Heavy vs. Light Weights: Does It Really Matter for Muscle Growth?

MANY PEOPLE FIND lifting weights at the gym frightening. However, strength training has several advantages. It can help with balance, joint pain, muscle loss as we age, and weight loss.

The issue is that much contradicting information exists on the weight you should lift. “Go heavy or go home,” powerlifters occasionally advise. Other advice says the secret to toning muscles is lifting smaller weights. So what’s it to be light or heavy? Some more recent studies imply that it might not be important.

According to a 2016 study by Prof. Stuart Phillips’s research group at McMaster University in Canada, lifting lesser or more significant weights has the same advantages. This initially looks counterintuitive, so how did they arrive at their conclusions?

The study divided 49 weight trainers into two groups doing a 12-week weight training program. Every participant determined their “one repetition maximum,” or 1RM—the most weight they could raise.

They then divided the study into two groups: one lifting 30 to 50% of their 1RM and the other lifting 75 to 90%. The important factor was that every group raised their weights until they could not lift any more, therefore attaining “volitional failure.”

Everyone and everything will fail, even powerful people, if they do enough repetitions.

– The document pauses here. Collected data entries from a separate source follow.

PR #186, opened 2015-09-15
Support zipped egg installations of vsc-base

ehiggs:
One issue we find when running jobs on shared file systems is that the startup of processes takes a long time, mostly due to python hitting the file system quite aggressively. @boegel would like to try this out on the EasyBuild test suite and I'd like to support zipped egg installations in hod.

It turns out that vsc-base was happy to be installed as a zipped egg with only a modification to `modules_in_pkg_path`. It's pretty hairy, so I imagine there will be some useful feedback.

### DIFF
--- a/lib/vsc/utils/missing.py
+++ b/lib/vsc/utils/missing.py
@@ -46,6 +46,7 @@ import shlex
 import subprocess
 import sys
 import time
+import zipfile
 
 from vsc.utils import fancylogger
 from vsc.utils.frozendict import FrozenDict
@@ -332,6 +333,46 @@ def get_subclasses(klass, include_base_class=False):
     return get_subclasses_dict(klass, include_base_class=include_base_class).keys()
 
 
+def _extract_module_names(filelist):
+    """
+    Given a list of files, strip off the suffix ('.py') and hide _prefix
+    files except for __init__.py
+    """
+    module_regexp = re.compile(r"^(?P<modname>[^_].*|__init__)\.py$")
+    return [res.group('modname') for res in map(module_regexp.match, filelist) if res]
+
+
+def _trim_leading_sep(path):
+    """
+    If the first char is a path separator (/), return the path with the
+    separator trimmed off.
+    """
+    if path.startswith(os.sep):
+        return path[1:]
+    return path
+
+def _find_zipped_modules(zip_path, pkg_path):
+    """
+    Given a path to a zipped egg, and a pkg path, return the submodules inside
+    the module
+    """
+    zf = zipfile.ZipFile(zip_path)
+    names = zf.namelist()
+    prefix = os.path.commonprefix([zip_path, pkg_path])
+    zip_pkg_path = _trim_leading_sep(pkg_path[len(prefix):])
+    names = [_trim_leading_sep(n[len(zip_pkg_path):]) for n in names if n.startswith(zip_pkg_path)]
+
+    if names:
+        if '__init__.py' not in names:
+            tup = (zip_path, zip_pkg_path)
+            _log.debug('No __init__.py found in %s/%s. It is not a valid path' % tup)
+            return None
+        modules = _extract_module_names(names)
+        _log.debug("List of modules for package in %s: %s" % (pkg_path, modules))
+        return modules
+    return None
+
+
 def modules_in_pkg_path(pkg_path):
     """Return list of module files in specified package path."""
     # if the specified (relative) package path doesn't exist, try and determine the absolute path via sys.path
@@ -355,7 +396,10 @@ def modules_in_pkg_path(pkg_path):
                 if is_pkg:
                     newpath = abspath
                     break
-
+            elif zipfile.is_zipfile(sys_path_dir):
+                modules = _find_zipped_modules(sys_path_dir, pkg_path)
+                if modules is not None:
+                    return modules
         if newpath is None:
             # give up if we couldn't find an absolute path for the imported package
             tup = (pkg_path, sys.path)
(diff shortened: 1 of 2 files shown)


boegel:
Jenkins: ok to test

setup.py
```diff
@@ -58,6 +58,7 @@ def remove_bdist_rpm_source_file():
     'packages': ['vsc', 'vsc.utils', 'vsc.install'],
     'scripts': ['bin/logdaemon.py', 'bin/startlogdaemon.sh', 'bin/bdist_rpm.sh', 'bin/optcomplete.bash'],
     'install_requires' : ['setuptools'],
+    'zip_safe': True,
```
stdweird: what happens with the files in the rpm when this is set? also zipped?

lib/vsc/utils/missing.py
```diff
@@ -332,6 +333,46 @@ def get_subclasses(klass, include_base_class=False):
...
+def _extract_module_names(filelist):
+    """
+    Given a list of files, strip off the suffix ('.py') and hide _prefix
+    files except for __init__.py
+    """
+    module_regexp = re.compile(r"^(?P<modname>[^_].*|__init__)\.py$")
+    return [res.group('modname') for res in map(module_regexp.match, filelist) if res]
+
+
+def _trim_leading_sep(path):
```
stdweird: like `path.lstrip(os.sep)`, but with a dedicated function?

lib/vsc/utils/missing.py
```diff
@@ -332,6 +333,46 @@ def get_subclasses(klass, include_base_class=False):
     return get_subclasses_dict(klass, include_base_class=include_base_class).keys()
 
 
+def _extract_module_names(filelist):
+    """
+    Given a list of files, strip off the suffix ('.py') and hide _prefix
+    files except for __init__.py
+    """
+    module_regexp = re.compile(r"^(?P<modname>[^_].*|__init__)\.py$")
```
stdweird: should be a module constant

lib/vsc/utils/missing.py
```diff
@@ -332,6 +333,46 @@ def get_subclasses(klass, include_base_class=False):
     return get_subclasses_dict(klass, include_base_class=include_base_class).keys()
 
 
+def _extract_module_names(filelist):
+    """
+    Given a list of files, strip off the suffix ('.py') and hide _prefix
```
stdweird: `files`->`filesnames` (i.e. not a path)

lib/vsc/utils/missing.py
```diff
@@ -332,6 +333,46 @@ def get_subclasses(klass, include_base_class=False):
...
+    return path
+
+def _find_zipped_modules(zip_path, pkg_path):
+    """
+    Given a path to a zipped egg, and a pkg path, return the submodules inside
+    the module
+    """
+    zf = zipfile.ZipFile(zip_path)
+    names = zf.namelist()
+    prefix = os.path.commonprefix([zip_path, pkg_path])
```
stdweird: you aware of the following:
```
>>> os.path.commonprefix(['/ab','/ac'])
'/a'
```
not sure you want this

lib/vsc/utils/missing.py
```diff
@@ -332,6 +333,46 @@ def get_subclasses(klass, include_base_class=False):
...
+    zip_pkg_path = _trim_leading_sep(pkg_path[len(prefix):])
+    names = [_trim_leading_sep(n[len(zip_pkg_path):]) for n in names if n.startswith(zip_pkg_path)]
+
+    if names:
```
stdweird: any example where this would be empty? like an empty egg

lib/vsc/utils/missing.py
```diff
@@ -332,6 +333,46 @@ def get_subclasses(klass, include_base_class=False):
...
+        if '__init__.py' not in names:
+            tup = (zip_path, zip_pkg_path)
+            _log.debug('No __init__.py found in %s/%s. It is not a valid path' % tup)
+            return None
+        modules = _extract_module_names(names)
```
stdweird: shouldn't this be tested for empty list? (far more likely to be emtpy than `names` imho)

lib/vsc/utils/missing.py
```diff
@@ -364,8 +408,15 @@ def modules_in_pkg_path(pkg_path):
             pkg_path = newpath
             _log.debug("Found absolute package path %s" % pkg_path)
 
-    module_regexp = re.compile(r"^(?P<modname>[^_].*|__init__)\.py$")
-    modules = [res.group('modname') for res in map(module_regexp.match, os.listdir(pkg_path)) if res]
+    # Maybe it's a zipped egg.
+    else:
+        for sys_path_dir in sys.path:
+            _log.debug('Zipped egg found in system path: "%s". Checking if the the module there.' % sys_path_dir)
```
stdweird: this log statement should be after the `if`

stdweird:
@ehiggs unittests please

stdweird:
@ehiggs also, what's the case where `startup of processes takes a long time, mostly due to python hitting the file system quite aggressively`?

lib/vsc/utils/missing.py
ehiggs: isn't `_extract_module_names` just stripping off the `.py` and prefix `_`? So if we pass in names that we're confident exist and are part of a module (since there's an `__init__.py`) file then modules shouldn't be empty (since there's at least `__init__.py`).

lib/vsc/utils/missing.py
ehiggs: An egg where the module isn't found. e.g. looking for `easybuild/easyconfigs` in `/path/to/pkgs/hod.egg` In this case, `hod.egg` will have a common prefix, but the filter clause of the list comprehension will show that no modules in the egg start with `easybuild/easyconfigs`.

lib/vsc/utils/missing.py
ehiggs: Agreed.

```python
>>> os.path.dirname(os.path.commonprefix(['/ab', '/ac']))
'/'
>>> os.path.dirname(os.path.commonprefix(['/a/b', '/a/c']))
'/a'
```

boegel:
@ehiggs: please clarify why you close this

ehiggs:
#187 was opened to replace it.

Therefore, the group lifting the smaller weights completed 20 to 25 repetitions more than the group lifting the bigger (8 to 12).

The muscle failure hypothesis states that “motor units” explain everything. Motor units are collections of muscle fibres under control by a nerve. Motor units will contract the muscle as you raise a weight. Some motor units will become tired with every lift. Hence, extra motor units are needed for the following lift. You eventually find that all of your accessible motor units have run out; this is the reason your muscles fail sooner or later.

According to the McMaster study, both groups displayed the same increase in strength and muscular development regardless of the weight they lifted. As stated otherwise, whether one used light weights with more repetitions or heavy weights with fewer repetitions made no difference. These findings matched earlier studies done by the same group.

That implies what for the rest of us? As long as you are challenging your muscles to work harder than they typically do, you can achieve results lifting either heavy weights OR lesser weights. While your muscles must be “overloaded” relative to your daily life, you do not always need to lift to failure to gain results. On a scale of 1 to 10, where 10 is repeat failure, lifting to 7 or 8 is about right, strength and conditioning coach Richard Blagrove of St. Mary’s University, Twickenham, advises.

If your muscles sense overload once a week, your body will adjust and grow stronger. To keep getting stronger, you must continually evaluate and raise your weight or rep level to ensure you are constantly stretching your muscles outside your comfort zone. Your weight training is likely not helping you if it seems easy.

Either free weights or weight machines will produce results. Free weights also encourage you to utilise stabiliser muscles, which increases energy expenditure; your joints move naturally. However, lifting properly is crucial, so you should most likely stop right away when your “form” starts to deteriorate. Weight machines can be the safest place to push yourself towards failure. If you lift to failure with free weights, you need a partner who can release the weight when you can no longer raise it.

The most crucial thing is that you have a safe weight program; hence, before you begin for the first time, seek appropriate advice. But only worry about weights against reps if you wish to be a powerlifter or bodybuilder. Getting to the gym consistently and pushing yourself beyond your comfort zone are the key components of developing strength and muscle.